1. A random number generating means for generating a multidimensional uniform random number, and a predetermined word hidden Markov model for recognizing a registered word registered in advance for the multidimensional uniform random number generated by the random number generating means. Data generating means for converting the plurality of Gaussian random numbers according to the multidimensional Gaussian distribution of, and outputting the converted plurality of Gaussian random numbers as pseudo word learning data which are a plurality of feature parameters, and the data generating means. Based on the pseudo-word learning data and the word hidden Markov model, a plurality of garbage hidden Markov models for detecting unregistered words that are not registered in advance so that the function value of the predetermined cost function is minimized. A learning means for learning a plurality of parameters of the Garbage Hidden Markov Model by updating the parameters. Learning device of Re Markov model.

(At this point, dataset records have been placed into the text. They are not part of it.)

PR #552, opened 2022-03-16
Overload typing of `DataFrame.__get_item__`

KathiaBarahona:
Used typing's [overload](https://docs.python.org/3/library/typing.html#typing.overload) decorator. This way mypy can stop complaining about smth like `df['a']` being a DataFrame.  

Just changed the `df.all_series[..]` in some places for testing purposes, in theory using it is not wrong.


jansentom (approved):
A-ok! Very neat fix

PR #570, opened 2022-03-23
`Dataframe.unstack()`, support multi levels

KathiaBarahona:
Moved `Series.unstack` code to `DataFrame` (most of the operations where using DataFrame's method). 

Also started supporting unstack using other levels besides `level=-1`


bach/bach/dataframe.py
```diff
@@ -2994,6 +2994,62 @@ def stack(self, dropna: bool = True) -> 'Series':
...
+
+                df[new_column_name] = None
+                # previous statement will change dtype to string because value is None
+                df[new_column_name] = df[new_column_name].astype(df[curr_col].dtype)
+                df.loc[df[index_to_unstack] == column, new_column_name] = df[curr_col]
+
+        df = df.groupby(remaining_indexes).aggregate(aggregation)
+        df = df.rename(columns={col: col.replace(f'_{aggregation}', '') for col in df.data_columns})
+
+        df = df.materialize('unstack')
```
KathiaBarahona, line 3048: had to add this materialize since df might be sorted by columns that no longer exist

bach/bach/dataframe.py
```diff
@@ -1334,7 +1334,7 @@ def reset_index(
 
             new_index = {idx: series for idx, series in df.index.items() if idx not in levels_to_remove}
 
-        df._data = {n: s.copy_override(index={}, index_sorting=[]) for n, s in series.items()}
+        df._data = {n: s.copy_override(index=new_index, index_sorting=[]) for n, s in series.items()}
```
jansentom, line 1337: buh, good catch

bach/bach/dataframe.py
```diff
@@ -2999,6 +2999,62 @@ def stack(self, dropna: bool = True) -> 'Series':
...
+        if level >= len(self.index):
+            raise IndexError(f'Too many levels. DataFrame/Series has only {len(self.index)} levels.')
+
+        if type(aggregation) != str:
+            raise TypeError('invalid aggregation method')
+
+        index_to_unstack = self.index_columns[level]
+        values = self.index[index_to_unstack].unique().to_numpy()
+
+        if None in values or numpy.nan in values:
```
jansentom, line 3033: Do we need a test for this?

bach/bach/dataframe.py
jansentom: Should we do that only when that's the case?

bach/bach/dataframe.py
```diff
@@ -2999,6 +2999,62 @@ def stack(self, dropna: bool = True) -> 'Series':
 
         return stacked_df.all_series['__stacked']
 
+    def unstack(
+        self, level=-1, fill_value: Optional[Scalar] = None, aggregation: str = 'max',
```
jansentom, line 3003: Should we support multiple levels, or named levels too like pandas does? Both can be useful imho

bach/bach/dataframe.py
KathiaBarahona: we could, already tried and looks quite nasty IMHO.

bach/bach/dataframe.py
KathiaBarahona: If I'm not wrong, @hendrik-obj tested it when doing ```Series.unstack```. I'd just copied what was already done :)

bach/bach/dataframe.py
KathiaBarahona: uiii, didn't noticed the ```can pass level name``` from the docs. Good catch!

bach/bach/dataframe.py
jansentom: It's kind of nice that we don't materialize when not required. Let's use @thijs-obj as a tiebreaker here. WDYT? (no pressure ;)

bach/bach/dataframe.py
jansentom: Let's test as close to where it's implemented as possible and move this test over in that case.

bach/bach/dataframe.py
jansentom: Did you implement this in another PR? Can't really find it?

jansentom (commented):
Some open ends left, but this should not be a lot of work anymore. Nice functionality!

bach/bach/dataframe.py
thijs-obj: I don't think materializing here is a big deal, so if that's easier let's do that. 

> had to add this materialize since df might be sorted by columns that no longer exist

Makes more sense to add a comment about this in the code, than in this PR imho

bach/bach/dataframe.py
```diff
@@ -2999,6 +2999,62 @@ def stack(self, dropna: bool = True) -> 'Series':
...
+    ) -> 'DataFrame':
+        """
+        Pivot a level of the index labels.
+
+        Returns a(n unsorted) DataFrame with the values of the unstacked index as columns. In case of
+        duplicate index values that are unstacked, `aggregation` is used to aggregate the values.
+
+        DataFrame's index should be of at least two levels to unstack.
+
```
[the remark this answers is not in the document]
thijs-obj: If we can update the docs for Series.unstack() also, then that would be great

bach/bach/dataframe.py
thijs-obj: Didn't fully review this PR. But I think my input was only needed here, right?

bach/bach/dataframe.py
KathiaBarahona: will do in this one, I'm going to pick it up rn

KathiaBarahona:
@jansentom if you have more questions, let's address it in  a different issue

2. The cost function is a score for speech recognition, which is calculated based on the word learning data and the word hidden Markov model for a recognition target word, the word learning data and the garbage hidden Markov model. An index value that indicates the likelihood of an error in which a spoken word is not recognized, which is calculated based on the score for speech recognition calculated based on the model, and a recognition target word for the recognition target word. Score for speech recognition calculated based on the word learning data and the word hidden Markov model excluding, and score for speech recognition calculated based on the word learning data and the garbage hidden Markov model And an index value that indicates the likelihood of an error in which unvocalized words appear in the recognition result, calculated based on Learning apparatus Hidden Markov Models according to claim 1, characterized in that the function calculated by.

3. The hidden Markov model learning apparatus according to claim 2, wherein the score indicating the likelihood for speech recognition is a score calculated by a Viterbi decoding method.

4. The hidden Markov model learning device according to claim 1, 2 or 3, and a word hidden Markov model for recognizing a registered word registered in advance based on a voice signal of an input utterance voice sentence. And a voice recognition means for performing voice recognition using the Garbage Hidden Markov Model for detecting unregistered words that are learned by the hidden Markov model learning device and are not registered in advance, and output a voice recognition result. And a voice recognition device.